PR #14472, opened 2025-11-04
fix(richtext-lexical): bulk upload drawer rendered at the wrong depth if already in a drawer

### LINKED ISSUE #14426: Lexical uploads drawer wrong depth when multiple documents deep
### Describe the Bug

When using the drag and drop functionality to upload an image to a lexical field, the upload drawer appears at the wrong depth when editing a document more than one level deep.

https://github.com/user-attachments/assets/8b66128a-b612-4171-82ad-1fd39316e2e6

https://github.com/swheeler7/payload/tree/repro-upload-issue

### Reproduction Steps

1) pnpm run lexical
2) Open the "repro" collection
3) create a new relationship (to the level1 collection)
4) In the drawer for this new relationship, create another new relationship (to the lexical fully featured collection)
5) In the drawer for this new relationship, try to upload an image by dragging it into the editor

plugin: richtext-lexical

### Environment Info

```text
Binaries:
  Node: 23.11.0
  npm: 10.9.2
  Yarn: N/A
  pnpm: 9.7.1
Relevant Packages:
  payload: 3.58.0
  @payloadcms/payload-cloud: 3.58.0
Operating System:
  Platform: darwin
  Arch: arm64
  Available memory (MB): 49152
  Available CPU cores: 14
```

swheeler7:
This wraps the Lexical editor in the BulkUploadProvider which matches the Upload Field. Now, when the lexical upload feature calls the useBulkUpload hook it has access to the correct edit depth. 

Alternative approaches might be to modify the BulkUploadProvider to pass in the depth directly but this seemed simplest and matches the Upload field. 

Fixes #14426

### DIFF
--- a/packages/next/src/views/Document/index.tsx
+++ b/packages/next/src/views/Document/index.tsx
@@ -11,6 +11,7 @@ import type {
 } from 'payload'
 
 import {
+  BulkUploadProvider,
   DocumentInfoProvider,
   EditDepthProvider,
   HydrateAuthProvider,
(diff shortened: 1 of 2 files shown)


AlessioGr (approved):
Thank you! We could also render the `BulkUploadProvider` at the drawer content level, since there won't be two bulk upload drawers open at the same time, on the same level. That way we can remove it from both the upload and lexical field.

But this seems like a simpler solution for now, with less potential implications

--- THE TASK ---
Every line of the listing above that contains "when" is to be copied.

--- SOLUTION TO THIS EXERCISE ---
### LINKED ISSUE #14426: Lexical uploads drawer wrong depth when multiple documents deep
When using the drag and drop functionality to upload an image to a lexical field, the upload drawer appears at the wrong depth when editing a document more than one level deep.
This wraps the Lexical editor in the BulkUploadProvider which matches the Upload Field. Now, when the lexical upload feature calls the useBulkUpload hook it has access to the correct edit depth. 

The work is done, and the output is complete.